[Saved data entries]
####################

PR #1522, opened 2015-03-25
XD-2854 [1.1.x] Add migration code changes

ilayaperumalg:
- This code checks for existing stream definitions and update
the module definitions if they don't exist.

### DIFF
--- a/spring-xd-dirt/src/main/java/org/springframework/xd/dirt/stream/AbstractDeployer.java
+++ b/spring-xd-dirt/src/main/java/org/springframework/xd/dirt/stream/AbstractDeployer.java
@@ -24,8 +24,6 @@ import java.util.Set;
 import java.util.regex.Matcher;
 import java.util.regex.Pattern;
 
-import org.apache.curator.framework.CuratorFramework;
-import org.apache.curator.framework.api.BackgroundPathAndBytesable;
 import org.apache.zookeeper.CreateMode;
 import org.apache.zookeeper.KeeperException;
 import org.slf4j.Logger;
@@ -44,12 +42,7 @@ import org.springframework.xd.dirt.zookeeper.Paths;
 import org.springframework.xd.dirt.zookeeper.ZooKeeperConnection;
 import org.springframework.xd.dirt.zookeeper.ZooKeeperUtils;
 import org.springframework.xd.module.ModuleDefinition;
-import org.springframework.xd.module.ModuleDefinitions;
 import org.springframework.xd.module.ModuleDescriptor;
-
-import com.fasterxml.jackson.core.type.TypeReference;
-import com.fasterxml.jackson.databind.ObjectMapper;
-import com.fasterxml.jackson.databind.ObjectWriter;
 
 /**
  * Abstract implementation of the @link {@link org.springframework.xd.dirt.core.ResourceDeployer} interface. It provides
--- a/spring-xd-dirt/src/main/java/org/springframework/xd/dirt/stream/AbstractDeployer.java
+++ b/spring-xd-dirt/src/main/java/org/springframework/xd/dirt/stream/AbstractDeployer.java
@@ -24,6 +24,8 @@ import java.util.Set;
 import java.util.regex.Matcher;
 import java.util.regex.Pattern;
 
+import org.apache.curator.framework.CuratorFramework;
+import org.apache.curator.framework.api.BackgroundPathAndBytesable;
 import org.apache.zookeeper.CreateMode;
 import org.apache.zookeeper.KeeperException;
 import org.slf4j.Logger;
@@ -44,6 +46,10 @@ import org.springframework.xd.dirt.zookeeper.ZooKeeperUtils;
 import org.springframework.xd.module.ModuleDefinition;
 import org.springframework.xd.module.ModuleDefinitions;
 import org.springframework.xd.module.ModuleDescriptor;
+
+import com.fasterxml.jackson.core.type.TypeReference;
+import com.fasterxml.jackson.databind.ObjectMapper;
+import com.fasterxml.jackson.databind.ObjectWriter;
 
 /**
  * Abstract implementation of the @link {@link org.springframework.xd.dirt.core.ResourceDeployer} interface. It provides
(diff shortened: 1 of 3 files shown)


spring-xd-dirt/src/main/java/org/springframework/xd/dirt/stream/StreamDeployer.java
```diff
@@ -86,4 +104,44 @@ protected String getDeploymentPath(StreamDefinition definition) {
 		return Paths.build(Paths.STREAM_DEPLOYMENTS, definition.getName());
 	}
 
+	/**
+	 * The migration code to run against existing stream definitions that don't have module definitions set already.
+	 * The following method will update the module definitions for those stream definitions.
+	 * See https://jira.spring.io/browse/XD-2854
+	 */
+	private void updateModuleDefinitions() {
+		if (this.parser != null && this.zkConnection != null && this.zkConnection.getClient() != null) {
```
pperalta: Are all of these null checks really required?

ilayaperumalg: No, the client (CuratorFramewor) was null in some of the tests. So, I added null check on `zkConnection.getClient()`. Otherwise, just to safeguard the migration operation (especially on the tests), I added the null check.

spring-xd-dirt/src/main/java/org/springframework/xd/dirt/stream/AbstractDeployer.java
```diff
@@ -24,6 +24,8 @@
 import java.util.regex.Matcher;
 import java.util.regex.Pattern;
 
+import org.apache.curator.framework.CuratorFramework;
+import org.apache.curator.framework.api.BackgroundPathAndBytesable;
```
markpollack: why all these new imports.  they don't seem to be used.

spring-xd-dirt/src/main/java/org/springframework/xd/dirt/stream/StreamDeployer.java
```diff
@@ -86,4 +104,44 @@ protected String getDeploymentPath(StreamDefinition definition) {
...
+			ObjectWriter objectWriter = new ObjectMapper().writerWithType(new TypeReference<List<ModuleDefinition>>() {});
```
cppwfs: Small detail but we could move the object writer after the first if statement.

spring-xd-dirt/src/main/java/org/springframework/xd/dirt/stream/AbstractDeployer.java
ilayaperumalg: yeah, Initially I had the migration code in here and then moved to `StreamDeployer`. Fixing this now.

spring-xd-dirt/src/main/java/org/springframework/xd/dirt/stream/StreamDeployer.java
```diff
@@ -86,4 +105,59 @@ protected String getDeploymentPath(StreamDefinition definition) {
...
+									List<ModuleDescriptor> moduleDescriptors = this.parser.parse(streamName,
+											definition.getDefinition(), definitionKind);
+									List<ModuleDefinition> moduleDefinitions = createModuleDefinitions(moduleDescriptors);
+									if (!moduleDefinitions.isEmpty()) {
+										map.put(DEFINITION_KEY, definition.getDefinition());
+										try {
+											map.put(MODULE_DEFINITIONS_KEY,
+													objectWriter.writeValueAsString(moduleDefinitions));
+										}
+										catch (JsonProcessingException jpe) {
```
pperalta: If a JSON exception is thrown, do we want to proceed with updating the stream anyway? Or should we skip the stream, log the error, and move on to the next one?

spring-xd-dirt/src/main/java/org/springframework/xd/dirt/stream/StreamDeployer.java
```diff
@@ -86,4 +105,59 @@ protected String getDeploymentPath(StreamDefinition definition) {
...
+											logger.error("Error writing module definitions " + moduleDefinitions +
```
pperalta: The exception should be passed to the logger so we don't lose the stack trace.

spring-xd-dirt/src/main/java/org/springframework/xd/dirt/stream/StreamDeployer.java
```diff
@@ -86,4 +105,59 @@ protected String getDeploymentPath(StreamDefinition definition) {
...
+										}
+										byte[] binary = ZooKeeperUtils.mapToBytes(map);
+										BackgroundPathAndBytesable<?> op = client.checkExists().forPath(path) == null
+												? client.create() : client.setData();
+										op.forPath(path, binary);
+									}
+								}
+							}
+						}
+						catch(Exception e) {
```
pperalta: Missing space after `catch`.

spring-xd-dirt/src/main/java/org/springframework/xd/dirt/stream/StreamDeployer.java
```diff
@@ -86,4 +105,59 @@ protected String getDeploymentPath(StreamDefinition definition) {
...
+							logger.error("Exception when updating module definitions for the stream " + streamName );
```
pperalta: Exception should be passed to the log message, extra space after paren.

spring-xd-dirt/src/main/java/org/springframework/xd/dirt/stream/StreamDeployer.java
```diff
@@ -59,7 +75,9 @@
 	public StreamDeployer(ZooKeeperConnection zkConnection, StreamDefinitionRepository repository,
 			StreamRepository streamRepository, XDParser parser) {
 		super(zkConnection, repository, streamRepository, parser, stream);
+		this.zkConnection = zkConnection;
 		this.parser = parser;
+		updateModuleDefinitions();
```
pperalta: I don't think this method should be called in a constructor.

spring-xd-dirt/src/main/java/org/springframework/xd/dirt/stream/StreamDeployer.java
ilayaperumalg: Yeah, we can skip the stream as the `streamDefinition` key should have been there in ZK data.

spring-xd-dirt/src/main/java/org/springframework/xd/dirt/stream/StreamDeployer.java
ilayaperumalg: Yeah, I agree. I am fixing this now with the use of `@PostConstruct`

spring-xd-dirt/src/main/java/org/springframework/xd/dirt/stream/StreamDeployer.java
ilayaperumalg: Since this exception could happen, we would still need to handle `null` value for ModuleDefinition in ModuleDescriptor. I will add that check.

markpollack:
squashed and merged as ce5ff05e87e7b0a917811104ab41e87d82e3419a

PR #1525, opened 2015-03-25
XD-2864 added check for @Configuration module

dturanski:
Should be backported


markpollack:
merged into master and into 1.1.x as 81b652a2f29e16cf8f40dc2c9005b03a2c503069

PR #1527, opened 2015-03-26
[Sprint: 46] XD-2868: Fix Local Bus and Partitioned Jobs

garyrussell:
JIRA: https://jira.spring.io/browse/XD-2868

When using a `LocalMessageBus` with partitioned jobs:

In 1.0.x, the request/reply binding used an unbounded task executor, causing
many/all partitions in a partitioned job to be processed concurrently.

In 1.1.x, the executor was changed to a thread pool, but with default configuration
that causes a single thread to be used by default = no concurrency. The executor
could be reconfigured, but it was bus-wide and thus users could not control the
concurrency for an individual job.

Change the local bus such that partitioned jobs each get a dedicated thread pool
(with configurable concurrency). Destroy the thread pool when the job is undeployed.

Note that I uncovered a problem with binding partitioned jobs where the producer instead
of consumer properties were passed in on the replier side.


mbogoevici:
Rebased, merged w/https://github.com/spring-projects/spring-xd/commit/fbd9272bb51f34604c9efd956da918913725effd

PR #1528, opened 2015-03-26
[Sprint: 46] XD-2829: Support XML Payloads in xd/lib

garyrussell:
JIRA: https://jira.spring.io/browse/XD-2829

Add spring-integration-xml (and hence spring-xml) to xd/lib
to support `xpath` expressions in standard modules that support
expressions (transform, filter etc).


dturanski:
LGTM; merged

PR #1532, opened 2015-03-30
[Sprint: 46] XD-2777: Document Trigger Source

garyrussell:
JIRA: https://jira.spring.io/browse/XD-2777

Add documentation for trigger source.

Change the way the default date value is set up to provide a useful default in the documentation.

Tested with

    xd:>stream create foo --definition "trigger --payload=foo | log" --deploy

for immediate trigger, and

    xd:>stream create foo --definition "trigger --payload=foo --date='03/30/15 17:52:00' | log" --deploy

for a delayed trigger.

### DIFF
--- a/modules/source/trigger/config/trigger.xml
+++ b/modules/source/trigger/config/trigger.xml
@@ -12,15 +12,15 @@
 	</int:inbound-channel-adapter>
 
 	<beans profile="use-date">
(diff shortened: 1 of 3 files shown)


ericbottard:
Merged as is as 8c2c021.
Will create another JIRA/PR to
* handle cron validation early
* handle 1 out of 3 mutually exclusive options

####################

__Task brief__
Filter the records for the word "could" and show every line that has it.

__Result for this task__
cppwfs: Small detail but we could move the object writer after the first if statement.
ilayaperumalg: Since this exception could happen, we would still need to handle `null` value for ModuleDefinition in ModuleDescriptor. I will add that check.
could be reconfigured, but it was bus-wide and thus users could not control the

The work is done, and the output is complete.